Scripps Professor, Author of New Book on Challenges of Sleeplessness
Gayle Greene, professor of English at Scripps College, took a break from the world of memoir and Shakespeare to write a tale of personal experience. Insomniac, to be released in March, is a first-person account that combines narrative with scientific investigation to detail the reality of living as a writer with insomnia. “People are always saying to me, ‘No wonder you get so much done,’” Greene said. “Wrong. I get stuff done in spite of insomnia, not because of it—and because I cut a lot of other things out of my life. Insomnia doesn’t give me more time, it gives me less.”
Greene can discuss insomnia and the following issues:
• Sleep deprivation wreaks havoc on not only normal functioning, but also hormonal functioning, and it raises levels of stress hormones, diminishes growth hormone, and promotes insulin resistance.
• Insomnia increases appetite and impairs immune function, memory, and motor coordination, and puts sufferers at risk for diabetes, obesity, and other age-related illnesses.

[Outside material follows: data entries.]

PR #1167, opened 2026-03-09
Fix AgentgatewayPolicy CRD HostRewrite property

naanselmo:
Within the AgentgatewayPolicy CRD there is a bug with the HostRewrite optional property.

It is simultaneously an `enum` for `Auto`/`None` and of type `object` with a `mode` property, which are not simultaneously satisfiable.

I believe an adequate fix would be to just move the `enum` into the `mode`, as it was probably just an indentation bug to begin with.

I'm not sure if there are any considerations to be had about backwards-compability since, in this case, it goes from not working (unsatisfiable constraints) to functional (at least on the CRD side).

### DIFF
--- a/controller/api/tests/testdata/agentgateway_policy_invalid.yaml
+++ b/controller/api/tests/testdata/agentgateway_policy_invalid.yaml
@@ -302,14 +302,15 @@ spec:
       protocol: GRPC
       path: /v1/traces
 ---
-_err: 'hostRewrite: Unsupported value'
+_err: 'spec.traffic.hostRewrite.mode: Unsupported value'
 apiVersion: agentgateway.dev/v1alpha1
 kind: AgentgatewayPolicy
 metadata:
   name: traffic-hostrewrite-invalid
 spec:
   traffic:
-    hostRewrite: Custom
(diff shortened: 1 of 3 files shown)


npolshakova:
Hi, thanks for the contribution! The change actually has to happen here: https://github.com/agentgateway/agentgateway/blob/main/controller/api/v1alpha1/agentgateway/agentgateway_policy_types.go#L509. The `controller/install/helm/agentgateway-crds/templates/agentgateway.dev_agentgatewaypolicies.yaml` file is autogenerated.

naanselmo:
Fixed!

And a local `make generate-all` seems to have produced the right changes to the CRDs.

I presume they are generated by CI, or should I have pushed the regenerated artifacts as well?

npolshakova:
> Fixed!
> 
> And a local `make generate-all` seems to have produced the right changes to the CRDs.
> 
> I presume they are generated by CI, or should I have pushed the regenerated artifacts as well?

Thanks! Please add the regenerated artifacts as well. They're used in the lint step to check the diff!

howardjohn (approved):

PR #1171, opened 2026-03-09
cel: add support for header modifier

### LINKED ISSUE #828: cel: improve multiple header values
Consider a request like:

```
curl -H "foo: bar,baz" -H "foo: blat" -H "single:  bar" -H "Cookie: a=b" -H "Cookie: b=z" -H "single: value"
```

Our current CEL for `request.header` will return:

```json
{
  "single": "bar",
  "foo": [
    "bar,baz",
    "blat"
  ],
  "cookie": [
    "a=b",
    "b=z"
  ]
}
```

this is very likely to cause issues, since 99% of the time `reqequest.header` will be a string, but sometimes its a list.

How envoy handles this:
* `%REQ(cookie)%`: gets the **first** value, `%REQ(foo)%` would return `bar,baz`
* `%CEL(request.headers['cookie'])%`: returns all of them joined by a `,` via getAllOfHeaderAsString

The CEL behavior is broken, as not all headers can be joined with a `,` (cookie is a good example).

There are a few ways I can think a user may want to access:
1. First (normalized): `bar`
2. First (as-is): `bar,baz`
3. All (normalized): `[bar, baz, blat]`
4. All (as-is): `["bar,baz", "blat"]`

We can only expose one as `request.headers` but we can expose other variables, or methods, that expose alternative forms.

howardjohn:
Fixes https://github.com/agentgateway/agentgateway/issues/828

See the cel-functions.md update for info.

Example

• Why most insomniacs never consult a doctor about their condition. Greene believes this is because doctors rarely take insomnia seriously, and pride themselves on how little sleep they themselves need, as their own medical training was an exercise in sleep deprivation.
• Research suggests not all insomnia is caused by psychological upset, as in some cases it is genetically based.
• Her belief that therapies should be individually targeted to specific insomnia problems, which is a long way off, given that only $20 million annually is given to research a condition that afflicts as much as one-third of the population, with a large percentage of them being women, the elderly, and the poor.
• When insomniacs resort to meds, they put themselves in grave danger, as evidenced by the recent death of Heath Ledger; no sleep drug provides natural sleep, and all have undesirable side effects on memory and coordination.
Gayle Green has published dozens of articles in scholarly journals such as Signs, Contemporary Literature, and Renaissance Drama, many of which have been reprinted in anthologies (e.g., Blackwell¹s Shakespeare: An Anthology of Criticism and Theory, 1945-2000,2004). She’s also published in more popular venues such as Ms Magazine, The Nation, The Women’s Review of Books, and In These Times. She’s a member of the American Academy of Sleep Medicine, a professional medical society for researchers and clinicians, and a board member and the patient representative of the American Insomnia Association, an organization within the American Academic of Sleep Medicine. Insomniac has received praise from psychology professors, doctors, and writers, including best-selling author Joyce Carol Oates and former U.S. Poet Laureate Billy Collins.